Let us try with the genenetwork2 package.
$ guix shell --container --network genenetwork2 coreutils [env]$ ls "${GUIX_ENVIRONMENT}/etc" bash_completion.d jupyter ld.so.cache profile
This does not seem to have the certificates in place either, so let's add nss-certs
$ guix shell --container --network genenetwork2 coreutils nss-certs [env]$ ls "${GUIX_ENVIRONMENT}/etc" bash_completion.d jupyter ld.so.cache profile ssl [env]$ python3 test.py Traceback (most recent call last): File "/tmp/test.py", line 3, in <module> resp = requests.get("https://github.com") File "/gnu/store/qigjz4i0dckbsjbd2has0md2dxwsa7ry-profile/lib/python3.10/site-packages/requests/api.py", line 73, in get return request("get", url, params=params, **kwargs) File "/gnu/store/qigjz4i0dckbsjbd2has0md2dxwsa7ry-profile/lib/python3.10/site-packages/requests/api.py", line 59, in request return session.request(method=method, url=url, **kwargs) File "/gnu/store/qigjz4i0dckbsjbd2has0md2dxwsa7ry-profile/lib/python3.10/site-packages/requests/sessions.py", line 587, in request resp = self.send(prep, **send_kwargs) File "/gnu/store/qigjz4i0dckbsjbd2has0md2dxwsa7ry-profile/lib/python3.10/site-packages/requests/sessions.py", line 701, in send r = adapter.send(request, **kwargs) File "/gnu/store/qigjz4i0dckbsjbd2has0md2dxwsa7ry-profile/lib/python3.10/site-packages/requests/adapters.py", line 460, in send self.cert_verify(conn, request.url, verify, cert) File "/gnu/store/qigjz4i0dckbsjbd2has0md2dxwsa7ry-profile/lib/python3.10/site-packages/requests/adapters.py", line 263, in cert_verify raise OSError( OSError: Could not find a suitable TLS CA certificate bundle, invalid path: /etc/ssl/certs/ca-certificates.crt
We get the expected certificates error! This is good. Now define the envvar and try again.
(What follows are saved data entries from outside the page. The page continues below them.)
PR #1336, opened 2020-09-16
Mcnp6 ptrac

MigMagan:
Compatibility fix: small changes to `mcnp.py` to make it compatible with MCNP6-generated ptrac files. Also added an MCNP6 ptrac file in tests,  generated running MCNP6 with the same `mcnp_ptrac_inp.txt` .

PR #1337, opened 2020-09-16
update the address of the materials group for the hash checking

bam241:
New API of the MaterialLibrary write (in HDF5) the `materials` group in the `/maerial_library` dataset.

this reflect that change for hash checking.

### DIFF
--- a/pyne/dbgen/hashtools.py
+++ b/pyne/dbgen/hashtools.py
@@ -12,7 +12,7 @@ from .. import data
 QA_warn(__name__)
 
 # list of nodes from distinct data sets
-nodelist = ['/atomic_mass', '/material_library',
+nodelist = ['/atomic_mass', '/material_library/materials',
             '/neutron/eaf_xs', '/neutron/scattering_lengths',
             '/neutron/simple_xs', '/decay', '/dose_factors']
 
--- a/pyne/dbgen/materials_library.py
+++ b/pyne/dbgen/materials_library.py
@@ -128,7 +128,7 @@ def parse_materials(mats, lines):
 # Writes to file
 def make_materials_compendium(nuc_data, matslib):
     """Adds materials compendium to nuc_data.h5."""
-    matslib.write_hdf5(nuc_data, datapath="/materials")
+    matslib.write_hdf5(nuc_data)
 
 
 def make_matslib(fname):
--- a/pyne/dbgen/materials_library.py
+++ b/pyne/dbgen/materials_library.py
@@ -128,8 +128,7 @@ def parse_materials(mats, lines):
 # Writes to file
 def make_materials_compendium(nuc_data, matslib):
     """Adds materials compendium to nuc_data.h5."""
-    matslib.write_hdf5(nuc_data, datapath="/material_library/materials",
-                       nucpath="/material_library/nucid")
+    matslib.write_hdf5(nuc_data, datapath="/materials")
 
 
 def make_matslib(fname):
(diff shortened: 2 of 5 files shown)


bam241:
This should address the bug seen in #1336

bam241:
@gonuke @pshriwise @kkiesling sorry to be pressing but...

With the update of the `nuc_data.h5`, the CI-test are not working. One need to review and merge this to have CI running again, allowing us to review/merge other PR.

pshriwise:
Sounds good. I'll take a look at it today.

pyne/dbgen/hashtools.py
```diff
@@ -12,7 +12,7 @@
 QA_warn(__name__)
 
 # list of nodes from distinct data sets
-nodelist = ['/atomic_mass', '/material_library',
+nodelist = ['/atomic_mass', '/material_library/materials',
```
pshriwise, line 15: Confused here. In other locations the path is updated from `/material_library` to `/materials`, but here `materials` is appended to the original path?

pyne/dbgen/materials_library.py
```diff
@@ -128,8 +128,7 @@ def parse_materials(mats, lines):
 # Writes to file
 def make_materials_compendium(nuc_data, matslib):
     """Adds materials compendium to nuc_data.h5."""
-    matslib.write_hdf5(nuc_data, datapath="/material_library/materials",
-                       nucpath="/material_library/nucid")
+    matslib.write_hdf5(nuc_data, datapath="/materials")
```
pshriwise: Given that `/materials` is the default path in the C++ API for this object, we shouldn't need to provide it here any longer. True here and in a few other locations.

pshriwise: I'm noting now that this is only true for `write_hdf5`. A separate issue, but it seems like it would make sense for `from_hdf5` to have the same default value for the datapath.

pshriwise (commented):
Just a few small questions.

pyne/dbgen/hashtools.py
bam241: because for a material library the name of the groups is nested inside the `material_library` dataset

pyne/dbgen/materials_library.py
bam241: this is the name of the material library that will contain the written library.
it will be nested inside the `material_library` dataset

pyne/dbgen/hashtools.py
pshriwise: Ah, I see -- the base is always `/material_library`

https://github.com/pyne/pyne/blob/c61feaca4748299b08aeec7f069c221684da8e45/src/material_library.cpp#L245

Sorry, it's been a while since I've looked at this.

bam241: it is kinda new... been working on it for a year, but only been merged a month or 2 ago...

pyne/dbgen/materials_library.py
pshriwise: Agreed, based on your comment above, but we're still explicitly providing the default value of the `datapath` argument here. 

https://github.com/pyne/pyne/blob/c61feaca4748299b08aeec7f069c221684da8e45/pyne/material_library.pyx#L122

It seems like this could be shortened this to:

```python
matslib.write_hdf5(nuc_data)
```

pshriwise (approved):
Looks good to me now! Thanks @bam241. Will merge today on :heavy_check_mark:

[env]$ export REQUESTS_CA_BUNDLE="${GUIX_ENVIRONMENT}/etc/ssl/certs/ca-certificates.crt" [env]$ python3 test.py <Response [200]>
Success!!!
Adding nss-certs and setting the `REQUESTS_CA_BUNDLE` fixes things. We'll need to do the same for the container, for both the genenetwork2 and genenetwork3 packages (and any other packages that use requests library).
The two commits above add nss-certs package to all the flask apps, which make use of the python-requests library, which requires a valid CA certificates bundle in each application's environment.
The commit above defines the "REQUESTS_CA_BUNDLE" environment variable for all the flask applications that make use of python's requests library.